PROVIDED INFORMATION
PR #58, opened 2017-07-21
Runpath to model config

markusdregi:
**Task**
_The keywords PRE_CLEAR_RUNPATH and DELETE_RUNPATH are loaded directly by enkf_main. This needs to be fixed in order to programatically instantiate an instance of enkf_main._

**Approach**
_Move the two keywords into model_config._

**Pre un-WIP checklist**

### DIFF
--- a/libenkf/include/ert/enkf/model_config.h
+++ b/libenkf/include/ert/enkf/model_config.h
@@ -68,6 +68,7 @@ extern "C" {
   void                   model_config_init(model_config_type * model_config , const config_content_type * , int ens_size , const ext_joblist_type * , int , const sched_file_type * , const ecl_sum_type * refcase);
   void                   model_config_free(model_config_type *);
   bool                   model_config_runpath_requires_iter( const model_config_type * model_config );
+  bool                   model_config_get_pre_clear_runpath(const model_config_type * model_config);
   path_fmt_type        * model_config_get_runpath_fmt(const model_config_type * );
   history_type         * model_config_get_history(const model_config_type * );
   forward_model_type   * model_config_get_forward_model( const model_config_type * );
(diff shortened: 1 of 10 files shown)


joakim-hove:
No - I'm sorry; instead of merging this we should just completely remove the functionality. The ability to configure whether the realisations should be removed or retained in the runpath directory is way to complex - and generally *not used* - people stick with the default behavior of keeping all realisations around.

markusdregi:
@joakim-hove Are we removing both the PRE_CLEAR_RUNPATH and DELETE_RUNPATH options then?

joakim-hove:
> Are we removing both the PRE_CLEAR_RUNPATH and DELETE_RUNPATH options then?

Yes - we just retain the default functionality, which is to *not* remove anything.

markusdregi:
> > Are we removing both the PRE_CLEAR_RUNPATH and DELETE_RUNPATH options then?
>
> Yes - we just retain the default functionality, which is to not remove anything.

What do you mean? All of this functionality was available in enkf_main prior to this PR.. We should either remove the loading of these keywords from enkf_main or follow the path of this PR.

joakim-hove:
> What do you mean? All of this functionality was available in enkf_main prior to this PR.. We should either remove the loading of these keywords from enkf_main or follow the path of this PR.

Sorry - that was not clear. This is about removing, or not removing, simulation folders. When I say:

> Yes - we just retain the default functionality, which is to not remove anything.

I mean that the final application should not remove any simulation folders - period. As for the changes in *code* that implies that the `PRE_CLEAR_RIUNPATH`, `DELETE_RUNPATH` and `KEEP_RUNPATH` keywords should just be removed.

markusdregi:
Aha 👍 Then we agree. I'll get to work then!

markusdregi:
The handling of the two keywords is done in https://github.com/Statoil/libres/pull/62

REQUIRED WORK
Look through the entries above; copy every line holding the string "then".

EXERCISE SOLUTION
@joakim-hove Are we removing both the PRE_CLEAR_RUNPATH and DELETE_RUNPATH options then?
> Are we removing both the PRE_CLEAR_RUNPATH and DELETE_RUNPATH options then?
> > Are we removing both the PRE_CLEAR_RUNPATH and DELETE_RUNPATH options then?
Aha 👍 Then we agree. I'll get to work then!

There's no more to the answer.